Verifying the alignment of jointer knives
Let’s explore a simple method to verify the alignment of jointer knives, which is necessary when changing or adjusting them.
The first goal is to have all of the knife edges across their full widths in a consistent relationship to the outfeed table. The top of the arc of the knife edge should be very slightly above the level of the outfeed table. Secondarily, perhaps after the edges wear down or the jointing performance needs adjustment, the overall height of the outfeed table can be tweaked.
There are several good approaches to dealing with this, some involving dial indicators and specialised accessory equipment, but I prefer a low-tech method. Though well-known, how accurate really
is it?
Here is how I perform the test, starting with unplugging the machine. A block of wood, about 3⁄4 thick x 11⁄4 x 4½in long is carefully jointed (by hand) and marked with 1mm gradations. As you can see, I like to label the jigs I make with a description and reminders. It is placed in a reference position on the outfeed table.
Then, the cutterhead is carefully rotated by hand to allow the knife edge to ‘grab’ the block and advance it through the portion of the edge’s arc that is above the level of the outfeed table.
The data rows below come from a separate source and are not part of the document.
PR #9876, opened 2021-04-23
Add types to auth and auth_blocking.

clokep:
I was poking in this code and got annoyed with not having auto-complete.

I think it is all pretty straightforward, there's a second commit which removes an unused method.

### DIFF
--- a/synapse/event_auth.py
+++ b/synapse/event_auth.py
@@ -14,7 +14,7 @@
 # limitations under the License.
 
 import logging
-from typing import List, Optional, Set, Tuple
+from typing import Dict, List, Optional, Set, Tuple
 
 from canonicaljson import encode_canonical_json
 from signedjson.key import decode_verify_key_bytes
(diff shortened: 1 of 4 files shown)


synapse/event_auth.py
```diff
@@ -688,7 +688,7 @@ def _verify_third_party_invite(event: EventBase, auth_events: StateMap[EventBase
     return False
 
 
-def get_public_keys(invite_event):
+def get_public_keys(invite_event: EventBase) -> List[Dict[str, str]]:
```
clokep, line 691: I'm not 100% confident that the values here are strings, but I think they are?

erikjohnston: I think so too, but not 100% sure. I wonder if we want to be saying they are strings if we haven't actually asserted that? The event content is untrusted data after all

clokep: Would `Dict[str, Any]` make more sense?

erikjohnston: Yeah, I'd vote we either assert they're strings or say they're `Any`?

clokep: Done!

erikjohnston (approved):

The block is deposited as the edge ‘lets go’ and continues its arc below the level of the outfeed table. Note that a wooden test block is better than a metal ruler, which the edge doesn’t grab well. The beginning and end of this arc define a tiny chord of the knife flight circle. The height of this chord is the amount of projection of the knife edge at its highest point above the outfeed table. The test is repeated at three or four places across the width of each knife.
Now let’s correlate this height with the lateral travel of the test block, which is the length of that tiny chord. A mathematical formula involving the Pythagorean theorem gives the results, tabulated below, for the 72mm cutterhead knife flight circle on the Hammer A3-31.

The block is placed in the reference position

The knife grabs the block

The block has been deposited

Knife
Projection       Chord          Chord
(inches)          (mm)          (inches)
.0005             1.9             .075
.001               2.7             .106
.002               3.8             .151
.003               4.7             .184
.004               5.4             .213
.005               6.0             .238
.006               6.6             .261

The method is very accurate! A mere .001in of knife projection moves the block 2.7mm, which is easily distinguishable from no movement, which signifies no projection.
However, note that the relationship of the knife projection to the advancement of the test block is not linear. The first thou of height advances the block 2.7mm – about 3mm. However, a height difference from .002in to .003in only advances the block about one more mm (0.9mm).
Fortunately, I want the knives to be a only about one thou, two at the most, above the outfeed table so all I have to do is see that the block advances about 2–3mm, or 4mm at the most, and do so reasonably consistently across the blade width, for all of the blades. Indeed, the Hammer manual recommends 2–3 mm of travel.
So, there it is: a low-tech, accurate method. But now, after having analysed it a bit, I have more confidence in it and can use it more intelligently.